I have to do image process for a huge data(8k*200k).
Data transfer is the bottleneck of my project.
I use intel X58 chipset and Allocate my buffer as pinned memory, and it makes about 5GB/s transfer speed(both up and down)
I have 2 GTX 285 GPUs.
Is it already the best platform for the bandwith issue?
Or there are alreay ohter better chipsets which make transfer speed faster?
My requirement is more and more pci-e lanes so that I can plug more GTX 285 GPUs to reduce number of pc.
And bigger bandwith of PCI-E to make it trasfer data fster.
I also need one or twe pci-e 4x up to plug my frame grabbers.
Thanks.
PS. I visit nvidia’s website and see some chipsets those also provide 2 up PCI-E 2.0 16X(one for Intel Core 2 and one for AM3)
Are they faster than X58?
Intel X58 or AMD 790XT are, in my experience, the fastest chipsets for PCI-e bandwidth in CUDA. Both give sustained 5Gb/s with pinned memory transfers, as you have discovered. There isn’t anything which is faster than what you already have, I am afraid.
For the third (and last time), you have the fastest single CPU platform there is.
5Gb/s sustained is basically as fast as the PCI-e v2 standard can achieve in practice on a 16 lane link, once signaling overheads (almost 20% if I recall correctly) and latency are factored in. The Socket 1156 arrangement has slightly lower latency for a single 16x link, because the PCI-e controller is on the CPU silicon and bypasses the CPU external bus. But it is slower than X58 if you want more than one GPU.

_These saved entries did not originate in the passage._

PR #95, opened 2023-07-19
Implement bulk searching for Requests page

qu8n:
See the related Zenhub issue [here](https://app.zenhub.com/workspaces/metadb-scrum-5fcfa28a4ccc1600165347b6/issues/gh/mskcc/smile-server/976). This PR implements the following changes:

- Enabling bulk searching for the Requests page: 
    - Fuzzy match if the search input contains a single value, and exact match for multiple values
    - Multiple values can be separated by either spaces or commas
    - Other input sanitization logics include removal of leading/trailing white spaces, empty values, and duplicates 
- Changing searching behavior:
    - Before: search gets triggered live as the user types in the search bar
    - After: search only starts after the user presses "Enter" or click the "Search" button
 - Making the word "requests" in "___ matching requests" singular when there is a single result
 - Increasing request limit of Express server's `bodyParser` middleware to allow for bulk searching of 100+ values

I tested this locally using new Neo4j data exported from prod with Ben's help.

### DIFF
--- a/frontend/src/lib/parseSearchQueries.ts
+++ b/frontend/src/lib/parseSearchQueries.ts
@@ -1,15 +1,7 @@
 export function parseSearchQueries(value: string): string[] {
   const queries = value
     .split(/[\s,]+/) // split on whitespaces and commas
-    .map((query) => {
-      query = query.trim();
-      // Handle cases where users bulk search by copying and pasting from a spreadsheet,
-      // and leading zeros are stripped from a IGO Request ID (e.g. `01234` becomes `1234`)
-      if (query && query.length < 5) {
-        query = query.padStart(5, "0");
-      }
-      return query;
-    })
+    .map((query) => query.trim())
     .filter(Boolean); // remove empty strings (e.g. when `value` is `123,,456`)
   const uniqueQueries = Array.from(new Set(queries));
   return uniqueQueries;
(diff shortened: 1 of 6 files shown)


qu8n:
@ao508 Tooltip preview:
CleanShot 135851@2x

frontend/src/lib/parseSearchQueries.ts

To complete what everyone else said you do (almost) have the fastest platform there is. You should be looking more at reducing the number of host<->GPU transfers. That solution will have an immediate impact on your computer, my computer, and anyone’s computer which uses a CUDA-enabled GPU.
If you really really need more bandwidth, there is a possibly better solution (note the “possibly”). You can split 16 PCI-E 2.0 lanes into 32 PCI-E 2.0 lanes with the nForce 200 chipset. Note, however, that this will only give you faster overall performance if you are transferring data to/from GPU1 at a different time than to/from GPU2. You will still get 5GB/s transfer rates for each GPU. If, however, you transfer data to both GPUs on the nForce200 chip at the same time, then you will experience far lower transfer rates.
This solution is both cumbersome and expensive. Still, it is useful if you need to connect four behemoths in the same system. The only motherboard that I know of that allows 4 GPUs to be connected at full 16x PCI-E 2.0 is the ASUS P6T7 WS SuperComputer (there may be others that I’m unaware of). It use two nForce 200 chips. Still, you will not see more than 5GB/s transfer rate per GPU.
Also make sure you are using triple-channel DDR3-1600 memory with your i7 (though keep your DRAM voltage below 1.55V). In my experience, memory speed on X58 has a direct effect on PCI-E transfer perfomance.
There’s also the TYAN S7025AGM2NR board, which has 4 PCIe 2.0 x16 slots (and supports dual Core-i7 Xeons), but I think it’s pretty new (since I haven’t heard anyone mention it yet).
I see the TYAN board uses dual 5520 IOH’s, wich both have 36 lanes of PCI-E 2.0 connectivity, so that’s way better than the ASUS board I mentioned. The price seems surprisingly acceptable as well.
Does anyone know what PCI-E configuration the EVGA board Talonman mentioned has?
Regarding other dual-socket boards, I seem to recall threads in the forum where people were not getting the Host-to-Device/Device-to-Host bandwidth they were expecting, even when setting CPU affinity on the process. You’ll have to google around.